# Making Briquettes From Wood Waste



## BradNaylor (2 Jan 2009)

I'm thinking of getting a wood-burning stove for our living room.

As you can imagine, I have a fair amount of wood waste from my workshop, some in the form of off-cuts, but most as shavings or dust. Does anyone have any experience of making this stuff into burnable briquettes?

A Google search reveals many machines on the market such as this

http://www.greenwarehouse.co.uk/index.p ... o-products

which seem a bit low-tech, and systems such as this

http://www.briquetting.com/mas_holz.php

which are on an industrial scale. Is there anything in between?
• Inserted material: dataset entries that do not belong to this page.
PR #4217, opened 2021-07-07
#4210 Auto populate form with previously entered values

### LINKED ISSUE #4210: Vaccine Dispensing: Make site fields auto-populate to the last chosen for the previous patient
Child of #4176 

See parent issue

- Make the fields auto-populate to the last chosen for the previous patient. 
- Not sure how long to retain the last chosen values (until someone exits the vaccine dispensing tab? until someone uninstalls the app?)
- Maybe auto-populate everything? (how often do people change where they aim their 💉 ? 🤔 )

## Implementation
Prepopulate `FormData` for the `VaccineSite` Form

Not auto-populating

## Additional context

katherine-sussol:
Fixes #4210

## Change summary

- Looks in realm to try to find the last customData entry against a vaccine transaction and prepopulate supplemental data form with it
- Technically (at the moment anyway) these values _shouldn't_ change very often between jabs (might not be true later if some obscure fields are requested...)

## Testing

- [ ] Submit vaccine additional data once, do it again and see if form is prepopulated

...

### DIFF
--- a/src/selectors/Entities/vaccinePrescription.js
+++ b/src/selectors/Entities/vaccinePrescription.js
@@ -99,3 +99,19 @@ export const selectSelectedSupplementalData = state => {
 
   return supplementalData;
 };
+
+export const selectLastSupplementalData = () => {
+  const inQuery = UIDatabase.objects('Transaction')
+    .filtered('customData != $0 AND type != "cash_in" AND type != "cash_out"', null)
+    .map(({ id }) => `transaction.id == "${id}"`)
+    .join(' OR ');
+  const fullQuery = `(${inQuery}) AND itemBatch.item.isVaccine == true`;
+  const result = inQuery
+    ? UIDatabase.objects('TransactionBatch')
+        .filtered(fullQuery)
+        .sorted('transaction.entryDate', true)
+        .slice()
+    : [];
+
+  return result.length ? result[0].transaction.customData : null;
+};
--- a/src/selectors/Entities/vaccinePrescription.js
+++ b/src/selectors/Entities/vaccinePrescription.js
@@ -102,7 +102,7 @@ export const selectSelectedSupplementalData = state => {
 
 export const selectLastSupplementalData = () => {
   const inQuery = UIDatabase.objects('Transaction')
-    .filtered('customData != $0 AND type != "cash_in" AND type != "cash_out"', null)
+    .filtered("type == 'customer_invoice' AND customData != null")
     .map(({ id }) => `transaction.id == "${id}"`)
     .join(' OR ');
   const fullQuery = `(${inQuery}) AND itemBatch.item.isVaccine == true`;
--- a/src/selectors/Entities/vaccinePrescription.js
+++ b/src/selectors/Entities/vaccinePrescription.js
@@ -100,6 +100,13 @@ export const selectSelectedSupplementalData = state => {
   return supplementalData;
 };
 
+export const selectSupplementalDataIsValid = state => {
+  const VaccinePrescriptionState = selectSpecificEntityState(state, 'vaccinePrescription');
+  const { isSupplementalDataValid } = VaccinePrescriptionState;
+
+  return isSupplementalDataValid;
+};
+
 export const selectLastSupplementalData = () => {
   const inQuery = UIDatabase.objects('Transaction')
     .filtered("type == 'customer_invoice' AND customData != null")
@@ -113,5 +120,5 @@ export const selectLastSupplementalData = () => {
         .slice()
     : [];
 
-  return result.length ? result[0].transaction.customData : null;
+  return result.length ? JSON.parse(result[0].transaction.customData) : null;
 };
--- a/src/selectors/Entities/vaccinePrescription.js
+++ b/src/selectors/Entities/vaccinePrescription.js
@@ -113,12 +113,14 @@ export const selectLastSupplementalData = () => {
     .map(({ id }) => `transaction.id == "${id}"`)
     .join(' OR ');
   const fullQuery = `(${inQuery}) AND itemBatch.item.isVaccine == true`;
-  const result = inQuery
-    ? UIDatabase.objects('TransactionBatch')
-        .filtered(fullQuery)
-        .sorted('transaction.entryDate', true)
-        .slice()
-    : [];
 
-  return result.length ? JSON.parse(result[0].transaction.customData) : null;
+  if (inQuery) {
+    const result = UIDatabase.objects('TransactionBatch')
+      .filtered(fullQuery)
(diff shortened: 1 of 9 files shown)


src/widgets/Tabs/VaccineSupplementalData.js
```diff
@@ -24,11 +24,17 @@ import { PageButtonWithOnePress } from '../PageButtonWithOnePress';
...
+import { selectLastSupplementalData } from '../../selectors/Entities/vaccinePrescription';
 
 const { pageTopViewContainer } = globalStyles;
 
 const VaccineSupplementalDataComponent = ({ onCancel, onComplete, siteSchema }) => {
-  const [{ formData, isValid }, setForm] = useState({ formData: null, isValid: false });
+  const lastSupplementalData = selectLastSupplementalData();
+  const [{ formData, isValid }, setForm] = useState({
+    formData: JSON.parse(lastSupplementalData),
+    isValid: lastSupplementalData ?? false,
```
katherine-sussol, line 35: This is probably going to do weird stuff if the form schema is changed in mSupply in between transactions 🤔 . Maybe need to find a way to make the `JSONForm` validate the initial formData

src/widgets/Tabs/VaccineSupplementalData.js
```diff
@@ -37,6 +43,7 @@ const VaccineSupplementalDataComponent = ({ onCancel, onComplete, siteSchema })
         style={{ flex: 1 }}
       >
         <JSONForm
+          formData={formData}
```
joshxg, line 46: If I edit the form then step back a step or two, then when I reenter this step, the state is the same, which I'm unsure is the desired behaviour.

The original `PatientEdit` is maybe good to follow?

The `JSONForm` is a bit of a nightmare.. it has internal state and doesn't cause re-renders of its parent, so by updated `formData` in the `Suppliermentary` parent component, we end up maintaining that state if we switched patient.

If I remember correctly, `PatientEdit` seeds the data by putting the most recent filled out form into the reducer when a patient is selected, then seeding `JSONForm` with that data. When editing the form, the form is updated in the reducer state. When the patient changes, the seed changes in the reducer, which updates the form correctly... at the moment the `useState` won't be re-seeded, as `VaccineSuppl...` is never re-mounted only re-rendered.

Hope that makes sense (and is accurate?!?!)

joshxg (changes requested):
Couple of.. maybe? changes?

src/selectors/Entities/vaccinePrescription.js
```diff
@@ -99,3 +99,19 @@ export const selectSelectedSupplementalData = state => {
 
   return supplementalData;
 };
+
+export const selectLastSupplementalData = () => {
+  const inQuery = UIDatabase.objects('Transaction')
+    .filtered('customData != $0 AND type != "cash_in" AND type != "cash_out"', null)
```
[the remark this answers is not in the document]
katherine-sussol: Uhh yup 😅 . I mangled the patient history query to arrive here, but yeah it should only be `customer_invoices` haha.

src/selectors/Entities/vaccinePrescription.js
```diff
@@ -99,3 +99,19 @@ export const selectSelectedSupplementalData = state => {
...
+    .map(({ id }) => `transaction.id == "${id}"`)
+    .join(' OR ');
+  const fullQuery = `(${inQuery}) AND itemBatch.item.isVaccine == true`;
+  const result = inQuery
+    ? UIDatabase.objects('TransactionBatch')
+        .filtered(fullQuery)
+        .sorted('transaction.entryDate', true)
+        .slice()
+    : [];
```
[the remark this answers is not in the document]
katherine-sussol: Ooh subqueries! That is neat! I couldn't get it to work (transaction object doesn't have batches, so tried to reverse and query on batches first then subquery on transactions, but realm didn't like it cos it was a link and not a list property?! 😿  <- me). 
Ugly fix instead: 09ca6013

src/widgets/Tabs/VaccineSupplementalData.js
katherine-sussol: Yeah, it probably makes sense to reset the form when the patient is changed (at least that's what I think I'd expect as a user). 

I didn't realise the PCD was supposed to be seeded based on previous data (but I can see the code that does it) - I think my PCD form (even when filled out) is resulting in 'undefined' formData 🙀  I'm not sure what's going on but I'll take a look 🤔

src/widgets/Tabs/VaccineSupplementalData.js
katherine-sussol: Cool - have adjusted the schema fetching to sort by version and pull latest (affects the PCD form as well) 1133a64

The validation of seeded data was hidden in 7dc0ad8 (sorry I should have broken it into something smaller but I got a bit hack happy)

src/widgets/Tabs/VaccineSupplementalData.js
katherine-sussol: Fixed the prepopulation to not persist between patients: 7dc0ad8 9f6f033

PCD problem was just me not setting up the 'PCD' PatientEvent in mSupply correctly (if it's not set up they don't get saved 🤣 )

src/selectors/Entities/vaccinePrescription.js
```diff
@@ -99,3 +99,26 @@ export const selectSelectedSupplementalData = state => {
...
+  const inQuery = UIDatabase.objects('Transaction')
+    .filtered("type == 'customer_invoice' AND customData != null")
+    .map(({ id }) => `transaction.id == "${id}"`)
+    .join(' OR ');
+  const fullQuery = `(${inQuery}) AND itemBatch.item.isVaccine == true`;
+  const result = inQuery
+    ? UIDatabase.objects('TransactionBatch')
+        .filtered(fullQuery)
+        .sorted('transaction.entryDate', true)
+        .slice()
```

Also, do they work with MDF dust? My mate Phil who I share the workshop with happily burns MDF offcuts in the multi fuel stove on his narrowboat, but does the dust combine with the other wood waste to form briquettes OK?

I have a lot of MDF dust!

Cheers
Dan


----------



## TonyW (2 Jan 2009)

I may be talking rubbish here but I would be concerned about burning MDF including making MDF dust into briquettes.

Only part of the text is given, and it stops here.